Go to HeliumCartel.com. Read what we built. Then share it, because the mainstream media that has been stealing our work without credit for eighteen days at a time is going to need public pressure to touch this one, and that pressure starts with you.
The wolf is still howling. Somewhat breathlessly. But still.
If you have been meaning to subscribe, Lily takes the bus and would like to stop, the wisdom teeth are not going to pay for themselves, and independent journalism that answers to nobody requires funding from the people who benefit from its existence since it is certainly not being funded by anyone who benefits from its silence.
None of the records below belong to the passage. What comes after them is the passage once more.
PR #1082, opened 2026-06-16
fix(mc): idle local stacks vanished from Network view — presence via bus, sessions via db

mellanon:
## Problem
The localhost Mission Control **Network view** dropped to showing only the serving stack (`andreas/meta-factory`) — the principal's other idle local stacks (work, halden, community) vanished as hubs.

## Root cause
A wrong reconciliation between the **#1008 DB-read** pane-of-glass aggregation and the **#989 bus** sibling-presence aggregator: they were made **mutually exclusive** (`aggregateLocalStacks.dbRead` toggled between them), with the bus path gated OFF by default (`runBusSiblingPresence = enabled && !dbRead`) on the assumption *"DB-read owns local siblings."*

But agent **presence** — the liveness a hub renders (*"agent up, idle or not"*, ADR-0007) — lives **only in the in-memory registry**, fed by the `agent.{online,heartbeat,offline}` bus stream. It is **never persisted to a sibling's db**. So the DB-read path can only project a sibling that *"owns a live session"* (`siblingAgentTiles`). An **idle** local sibling has no live session → it vanished from the Network view whenever the bus path was gated off. (It appeared during earlier QA only because those stacks had live CC sessions running at the time.)

## Fix — compose the two paths (presence via bus, sessions via db)
- **Un-gate** the bus sibling-presence aggregator — it runs whenever local-stack aggregation is enabled (dropped `&& !dbRead`), folding idle-or-active sibling `agent.*` into the registry, origin-tagged.
- **DB-read keeps** the session trees (`/api/working-agents`) **and** a deduped live-session fallback into `/api/agents`: `aggregateAgentTiles` now **dedups by key** (`{principal}/{stack}/{agent_id}`, identical on both paths) — the bus-folded record wins (real liveness/capabilities), and a sibling the bus couldn't reach still surfaces from its db. No double-count (was a dup React key risk).

Implements the chosen design: **presence via bus, sessions via db** — keeps both the Network-view hubs for idle stacks AND the working-grid session trees.

## Verification
2084/2085 surface-mc + bus tests pass (1 skip); new dedup regression test; tsc + lint + vocab gate clean. Browser-QA after deploy: all 4 local stacks render as hubs when idle.

### DIFF
--- a/src/cortex.ts
+++ b/src/cortex.ts
@@ -4729,12 +4729,13 @@ export async function startCortex(
   // registry boots AFTER this embed (below), so the getter returns `null` until
   // we assign it post-registry-start. The MC server resolves it per request.
   let presenceViewForApi: AgentPresenceView | null = null;
-  // #1008 — discovered LOCAL sibling stacks, computed ONCE here and shared by
-  // BOTH the DB-read pane-of-glass aggregation (the embed's `localAggregation`
-  // getter, below) AND the #989 bus sibling-presence aggregator (later) — so the
-  // two paths agree on the same roster and the dbRead-supersedes-bus gate is
-  // coherent. Empty until the aggregation block computes it; the getter reads
-  // this holder lazily (the embed starts before discovery runs).
+  // #1008/#989 — discovered LOCAL sibling stacks, used by BOTH the DB-read
+  // pane-of-glass aggregation (the embed's `localAggregation` getter, below, for
+  // session trees) AND the #989 bus sibling-presence aggregator (later, for
+  // idle-or-active liveness). The two paths COMPOSE (presence via bus, sessions
+  // via db) — they are no longer mutually exclusive; `aggregateAgentTiles` dedups
+  // the overlap by key. Empty until the aggregation block computes it; the getter
+  // reads this holder lazily (the embed starts before discovery runs).
   const aggCfg = config.mc.aggregateLocalStacks;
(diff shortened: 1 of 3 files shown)


mellanon:
Addressed the adversarial review (verdict was fix-first):

- **B1 (blocker) — fixed.** The dedup is now **state-aware**: the TTL reaper keeps a registry record as `state:offline` (never deletes), so an unconditional 'registry wins' would show a working sibling as offline when its bus went quiet mid-session. Now a live (`online`) db session revives an `offline`-by-TTL registry tile's liveness, while still preserving the registry's richer fields (capabilities/nkey). Regression test added.
- **M1 (major) — fixed.** Corrected the stale `dbRead-supersedes-bus gate is coherent` comment at the sibling-roster declaration to the compose model.
- **N2 (nit) — fixed.** Both-online dedup test now asserts `state`; new test pins the offline→online winner.
- **M2 (major, call-out)** — acknowledged: this PR makes the #989 bus sibling-presence aggregator **default-on** (one NATS subscriber link per discovered sibling, per dashboard stack, per boot) where it was off-by-default under `dbRead:true`. As the review confirmed, the connector's degrade-on-connect-fail + auto-resubscribe are sound (pre-existing #989), and the observed '2-of-4 connected' is the degrade path working (locked NSC buses reject the `noauth` connect) — not a leak. Flagging it explicitly here as a deliberate resource-footprint change, not silent.

151 surface-mc + bus tests pass; tsc + lint + vocab clean.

If you will excuse me, I have some disgusting orange flavored baby aspirin I need to chew.
Help keep the Wise Wolf medicated.



* notes the irony of clicking on the heart emoji for this article *
Praying for you and Lily, man
No m ore advice for you, you've gotten plenty of that. Stress like this can destroy a person. It's no joke. Okay, one bit of advice - getting outside and experiencing nature for even a few minutes a day can't hurt. I am praying for you and Lily, as well. God is in charge, utlimately.